Sono 33 i governi hanno dovuto agire con le mani parzialmente legate. Questo perché l’esercizio provvisorio impone dei vincoli stringenti per la spesa pubblica. Anzitutto la divisione in dodicesimi. Ogni mese si può infatti utilizzare un dodicesimo delle poste previste nei capitoli del progetto di bilancio. Dal computo sono escluse le uscite obbligatorie, come quelle per gli stipendi del settore pubblico. La legge che autorizza e istituisce l’esercizio provvisorio, poi, può stabilire ulteriori vincoli.

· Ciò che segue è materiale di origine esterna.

PR #645, opened 2020-10-03
dropping inactive peer connections

scasplte2:
Implementing a method to drop inactive connections after 15 minutes as realized in the latest Scorex PR https://github.com/ScorexFoundation/Scorex/pull/373


scasplte2:
this has been superseded by #688

PR #654, opened 2020-10-06
Ignore confirmed tx

Tuxman:


scasplte2 (approved):
everything appears in working order 👍

PR #660, opened 2020-10-08
Gjallarhorn

Tuxman:
This update is for inclusion of the Gjallarhorn key management and wallet application. The main proof-of-concept components included in this update are:

- Public/private key file creation
- Signing and broadcasting transactions
- Communication with local and remote Bifrost nodes
- Balance query for specified keys from Bifrost


scasplte2 (approved):
Going to update key files to use new scorex tagged types and update CircleCI to run Gjallarhorn tests

PR #675, opened 2020-10-12
Version update; Fixed hostname/port in BifrostApp and docker.scala; Commented out dbOperations

jingsting:


scasplte2 (approved):
keeping up with the Joneses 👍

PR #684, opened 2020-10-16
Refactor genesis

scasplte2:
This PR addresses
- how genesis is initialized
- creates a new trait `GenesisProvider` to define what is required for genesis
- creates an object for dynamically generating new genesis blocks for local testnets
- how keys are generated and stored on disk
- flattens the GNVH and NodeViewHolder


scasplte2:
NOTE: The tests are currently not compiling because we should refactor and centralize the definition of generating a blank state to be shared among the couple of places where genesis state is required.

scasplte2:
@Tuxman one of the TBR tests is failing on Circle but passing for me locally. Any idea what might be different about the circle env to cause the difference?

Tuxman (approved):
👍

PR #706, opened 2020-10-22
Active fork transition

scasplte2:
Provides a method for us to maintain backwards compatibility by designating protocol settings that must be agreed upon to maintain consensus. This mechanism only allows for us to decide which version of the protocol to use. We do not yet have the ability to read in older data.


Tuxman (approved):
Everything is pretty straightforward, no questions. Looks good.

PR #708, opened 2020-10-22
schedule dropping connections

scasplte2:
previously forgot to schedule the dropping dead peer connections in Scorex update


Tuxman (approved):
👍

PR #711, opened 2020-10-24
Change PublicKey25519 to use address

scasplte2:
PublicKey25519Props are now targeted through their address which incorporates an address version and checksum value.


Tuxman (approved):
👍

PR #713, opened 2020-10-28
Add startup seed to command line options

scasplte2:
Added several startup options to the command line arguments that can control application behavior at runtime. Also fixed some minor bugs that @mhalloran21 found in her testing. You should now be able to run bifrost with the following command line arguments.

```
--seed (-s) [String]: applicable to only private or local testnets, this will deterministically generate a set of keys based on the seed. This will also result in the creation of a deterministic genesis block (since the genesis block is based off of the keys included in the block.

--forge (-f): applicable to all networks, this will enable the forger to attempt to forge as soon asthe node initialization has completed
```

As an example usage, we may run Bifrost with
```
sbt "runMain co.topl.BifrostApp --local --forge --seed genesis
```
This set of runtime args would indicate that the node look use a configuration file `local.conf` (as in a local network), try forging as soon as possible, and generate a set of keys (and block) based on the seed `genesis`.


Tuxman (approved):
👍

PR #749, opened 2020-10-29
Transaction by id and invalid boxes

### LINKED ISSUE #735: validBoxes in pickTransactions logic error
The logic was switched to excluding transactions that create new boxes that do not already exist in state. This needs to be switched back and unit tested.

### LINKED ISSUE #736: txById creates incorrectly sized ModifierId
Block Id's are stored in the database with their type Id's prepended to the Id, this function is not removing this Id before creating a ModifierId so it is instantiated as 33 bytes instead of 32.

Tuxman:
Closes #735 
Closes #736 

- The transactionById method in History now returns a proper block ModifierId with the type id chopped off
- Switched the logic to invalidate and remove a transaction if any of the box id's already exist in the state UTXO set


src/main/scala/co/topl/consensus/Forger.scala
```diff
@@ -267,9 +267,10 @@ class Forger (settings: AppSettings, appContext: AppContext )
 
     memPool.take(numTxInBlock(chainHeight)).foldLeft(Seq[Transaction]()) { case (txAcc, tx) =>
       val txNotIncluded = tx.boxIdsToOpen.forall(id => !txAcc.flatMap(_.boxIdsToOpen).contains(id))
-      val validBoxes = tx.newBoxes.forall(b ⇒ state.getBox(b.id).isEmpty)
+      // if any newly created box matches a box already in the UTXO set, remove the transaction
+      val idExists = tx.newBoxes.exists(b => state.getBox(b.id).isDefined)
 
-      if ( validBoxes ) memPool.remove(tx)
+      if (idExists) memPool.remove(tx)
```
scasplte2, line 273: @Tuxman did you make a ticket to move this checking to occur when we place transactions in the mempool? We don't need to do it now, just don't want to forget.

scasplte2 (approved):
:octocat:

src/main/scala/co/topl/consensus/Forger.scala
Tuxman: I believe it is in my notes, I will make a ticket for it though

Issue #750, opened 2020-10-29
WCH only sends Gjallarhorn relevant blocks


mhalloran21:
- when a new block is created, WCH should only send blocks that include keys from gjallarhorn

Issue #659, opened 2020-10-08
Bifrost should send new blocks to Gjallarhorn when app is running


mhalloran21:
- when gjallarhorn runs --> bifrost should know gjallarhorn is running and should now send every new block to gjallarhorn
- when gjallarhorn stops running -> bifrost should remove the gjallarhorn remote actor and no longer try to send new blocks

Issue #632, opened 2020-10-01
Setup method to maintain wallet state


scasplte2:
Have Gajllarhorn "watching" some set key(s), then externally send funds to that account (through Postman), We would want to have Gjallarhorn update it's wallet state automatically through the "watching" integration of Gjallarhorn and Bifrost.

Issue #631, opened 2020-10-01
Diagram out communication patterns between Bifrost and Gjallarhorn


scasplte2:

scasplte2:
Diagram available at https://github.com/Topl/Documentation/blob/master/engineering-diagrams/gjallarhorn/Bifrost_Gjallarhorn_Communication.drawio

PR #768, opened 2020-11-04
Communication from Bifrost to Gjal through Actor system

mhalloran21:
Issues: #630, #750, #632, #631, #659, #674
- set up WCH which allows Gjallarhorn to communicate with Bifrost through akka actor system
- WCH saves the public keys that Gjallarhorn is keeping track of.
- WCH only sends relevant blocks (blocks with the public keys from remote wallet)


Tuxman (approved):
👍

PR #791, opened 2020-11-15
Version update 20201114

jingsting:


Tuxman (approved):
Removed protobuf so we no longer need to support updates for it.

Che di fatto non permettono all’Esecutivo di compiere molti dei progetti inseriti in manovra.

I motivi di scontro tra i partiti

La legge di bilancio di quest’anno vale ben 35 miliardi di euro, di cui 21 destinati alle misure contro i rincari in bolletta, dovuti alla speculazione e all’inflazione schizzate a livelli particolarmente alti con la guerra in Ucraina, che dura ormai da dieci mesi. Se la lotta alle spese che gravano sulle tasche dei cittadini italiani e delle imprese ha messo tutti d’accordo, sono gli altri capitoli della manovra a far discutere i partiti.

A iniziare dalle misure sulle soglie per l’uso del contante e delle carte di credito, con la travagliata questione dell’innalzamento a 60 euro del limite per gli esercenti per non far pagare con il Pos, che sembra essere definitivamente stato eliminato dal documento. Per arrivare al taglio dei costi del lavoro, alle pensioni, ai mutui, con l’inserimento della flessibilità tra tasso variabile e tasso fisso. E proseguendo con le assunzioni nella Pubblica Amministrazione, i fondi per i disastri naturali, un ulteriore ridimensionamento a sette mesi del reddito di cittadinanza, destinato a sparire nel 2024.

Nella notte tra lunedì e martedì sarebbe stato discusso anche il futuro di 18app, il bonus cultura per i 18enni, che nella nuova riformulazione sarebbe diventato CartaG. E che verrebbe concesso, nella misura di 500 euro ai giovani meritevoli, con un voto di maturità pari a 100 centesimi, o provenienti da famiglie con un Isee inferiore ai 35 mila euro. Si sarebbe anche accarezzata l’ipotesi di concederlo in entrambi i casi, e quindi raddoppiarne il valore, ma per una conferma su questo punto bisognerà aspettare la verifica delle coperture.